Frequently Asked Questions

Common clinical questions about ALA-CORT vs A-METHAPRED, answered by our medical review team.

1. What is the main difference between ALA-CORT and A-METHAPRED?

ALA-CORT is a Topical Corticosteroid that works by Topical corticosteroid that induces phospholipase A2 inhibitory proteins, collectively called lipocortins, which inhibit the release of arachidonic acid, thereby reducing prostaglandin and leukotriene synthesis, and exerting anti-inflammatory, antipruritic, and vasoconstrictive effects.. A-METHAPRED is a Corticosteroid that works by Methylprednisolone is a synthetic glucocorticoid that binds to the glucocorticoid receptor, leading to modulation of gene expression and suppression of inflammatory mediators such as cytokines, prostaglandins, and leukotrienes. It also induces lipocortin synthesis, inhibits phospholipase A2, and reduces immune cell activity.. They differ in pharmacokinetic profiles, FDA-approved indications, and side effect profiles.

2. Which is stronger: ALA-CORT or A-METHAPRED?

Potency comparisons between ALA-CORT and A-METHAPRED depend on the specific clinical indication. These are agents from distinct pharmacological classes and are not directly interchangeable by dose.
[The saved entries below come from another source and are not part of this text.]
Issue #1252, opened 2016-03-22
Server path does not use public paths override after bump to 2.5.x


SuaYoo:
### Description

The default Brunch server does not use the `paths.public` override, and instead throws an `ENOENT: no such file or directory` error.  However, the files are correctly compiled into the directory specified in `overrides[setting].paths.public`.

### Environment

1. Brunch: 2.5.2
2. Node: 5.8.0
3. NPM: 3.7.3
4. Operating system: OS X 10.10.5

### `package.json` contents

```
{
  "devDependencies": {
    "brunch": "2.5.2",
    "handlebars-brunch": "2.0.1",
    "javascript-brunch": "2.0.0",
    "ng-annotate-brunch": "1.7.2",
    "sass-brunch": "2.0.0",
    "clean-css-brunch": "2.0.0",
    "uglify-js-brunch": "2.0.1"
  },
  "dependencies": {
    "dotenv": "2.0.0",
    "npid": "0.4.0"
  }
}
```

### brunch config contents

`preview` override in brunch-config.js:
```
module.exports = {
  config: {
    overrides: {
      preview: {
        files: {
          stylesheets: {
            joinTo: {
              'style.css': /^app\/sass\/preview/
            }
          }
        },

        paths: {
          public: 'build/preview'
        }
      }
    },

    npm: {
      enabled: false
    }
  }
}
```

### Additional information

This happens after bumping up from 2.4.2.

`brunch w -e preview -s -j 2` output:
```
22 Mar 18:45:27 - warn: config.files.templates.defaultPaths was removed
22 Mar 18:45:27 - info: application started on http://localhost:3333/
22 Mar 18:45:30 - info: compiling
22 Mar 18:45:34 - info: compiling.
22 Mar 18:45:38 - info: compiling..
22 Mar 18:45:42 - info: compiled 143 files into 4 files, copied 450 in 15.3 sec
Error: ENOENT: no such file or directory, stat '/PATH/public/index.html'
  at Error (native)
```

localhost:3333 should be pointing to `'/PATH/build/preview/index.html'` instead of `'/PATH/public/index.html'`.

goshakkk:
https://github.com/brunch/brunch/pull/1255 should fix this. Thanks for your report!

PR #1255, opened 2016-03-23
Take into account public folder override when configuring server

goshakkk:
Closes GH-1252


MaximAbramchuck:
@goshakkk take a look at https://github.com/hellyeahllc/brunch/pull/1 before merge please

A physician or clinical pharmacist should guide any therapeutic switching decisions.

3. What is the standard dosing for ALA-CORT vs A-METHAPRED?

The standard adult dose of ALA-CORT is: Topical: Apply a thin film to affected area 3-4 times daily. Dosage strength: 0.5% cream or ointment.. The standard adult dose of A-METHAPRED is: Initial 4-48 mg/day oral in divided doses, tapered. For pulse therapy: 1 g IV daily for 3 days.. Dosing should always be individualized based on indication, renal and hepatic function, age, and other patient factors.
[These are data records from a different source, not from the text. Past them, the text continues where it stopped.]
Issue #1253, opened 2016-03-22
Allow specifying an entry point js file and follow imports to include all relevant files


philer:
In #1248 I described a setup where I have a single js file (`js/index.js`) that serves as an entry point to my app. That file contains mostly ES6 `import` statements that lead to other files. It would be great if I could tell brunch to compile this file and everything imported by it. Other build tools work that way (e.g. in webpack's configuration you specify an `entry` key), so this could also help projects migrate their code to brunch.

In the case of ES6's static `import`/`export` this should be quite simple. Things may become more complicated if the loader API is used which provides dynamic imports (`System.import(…)`). I'm not sure about CommonJS or AMD, it would be cool if these could be supported as well.

Another great feature for static imports would be tree-shaking. The [rollup.js](http://rollupjs.org/) project is built on this feature. Basically through static code analysis they not only determine which modules are used but also which individual exports are used. Any parts of an imported module that are not used will be excluded from the bundle (functions, variables etc.). Webpack2 [also offers a similar feature](http://www.2ality.com/2015/12/webpack-tree-shaking.html), however they use dead-code-removal which is different from tree-shaking as explained in [this post](https://medium.com/@Rich_Harris/tree-shaking-versus-dead-code-elimination-d3765df85c80#.l1mrlksjn) by the creator of Rollup.

goshakkk:
A feature like rollup could indeed be useful, but I have some reservations as to how well it can play with brunch's deppack. I probably can look further into it to analyze if it's doable and will work with existing infrastructure...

4. Can you take ALA-CORT and A-METHAPRED together?

No direct drug-drug interaction has been formally documented between ALA-CORT and A-METHAPRED in current clinical databases. However, individual patient risk factors including other medications, organ function, and comorbidities should always be evaluated by a qualified healthcare provider.

5. Are ALA-CORT and A-METHAPRED safe during pregnancy?

The maternal-fetal safety profiles differ. ALA-CORT is classified as Category C. FDA Pregnancy Category C. First trimester: No adequate human studies; animal studies show increased risk of cleft palate. Second/third trimester: Risk of intrauterine growth restri. A-METHAPRED is classified as Category C. First trimester: Corticosteroids are associated with a small increased risk of oral clefts (odds ratio ~1.5). Second and third trimesters: Chronic use may lead to fetal adrenal sup. Always consult a maternal-fetal medicine specialist before taking either drug during pregnancy or lactation.